Mrs. Sinha didn’t argue. She had been terrified of the same. Every prayer she had offered in the past years, ever since Rahul’s behavior around the topic of marriage started seeming more evasive than usual, had been for a virile, normal son.
“Still Rama. Find someone quick. I don’t want him to change his mind.” Rama had smiled understandingly. Mrs. Sinha was right – anything could happen anytime with this generation.
The first time Meera had appeared in front of the Sinhas, it was at Mrs. Goenka’s place. Meera’s family was from Bhopal. They weren’t locals and had traveled to Delhi for the showings. They were talking to many prospective grooms, and the trip was planned around the most optimum time to show Meera to as many families as possible. They were staying at Mrs. Goenka’s, their old neighbor from Bhopal who had moved to Delhi before Meera was born but had kept in touch. Mrs. Goenka happened to know Rama who had seen Meera’s pictures when the former was circulating them around in search of a prospective mate.
“How do you know the Gupta family, Mrs. Goenka?” Mrs. Sinha had asked on the introductory phone call.
“I used to live in Bhopal. I know them since then. We used to be neighbors. That was before their children were born, but we always kept in touch. They are just such lovely people – the parents – and I am sure they have raised their children with the same values.”

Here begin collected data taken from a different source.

PR #855, opened 2021-02-11
fix(startup): don't crash nucleus on service load exceptions

hui-yang:
**Issue #, if available:**

**Description of changes:**
Handle service load exception on Nucleus launch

Everything from there had just fallen into place like long scattered pieces of a puzzle. The caste was a match, and the birth chart comparison finished smoothly. Meera was very lean – so much so that her face appeared to be almost geometric. Yet there was a charm – a perfect symmetry in her features – that made her quite attractive. Long hair, modesty in dressing, the could be bride for his son had checked off all of Mrs. Sinha’s boxes. But her shoulders…Mrs. Sinha now remembered having noticed… were a bit too broad. A bit wide framed she was all in all for a woman. But her son had liked her. So she hadn’t brought it up.
Rahul and Meera had spent a few days going out for dinner and such before Meera and her family left for Bhopal. The match was finalized. Wedding preparations started on both sides, and although Mrs. Sinha’s sister had found it a bit odd that the girl’s family insisted on having the wedding in Delhi, given the usual preference of the bride’s side to host in a familiar environment, everyone congratulated the fortunate and fast turn of events and went along with the flow.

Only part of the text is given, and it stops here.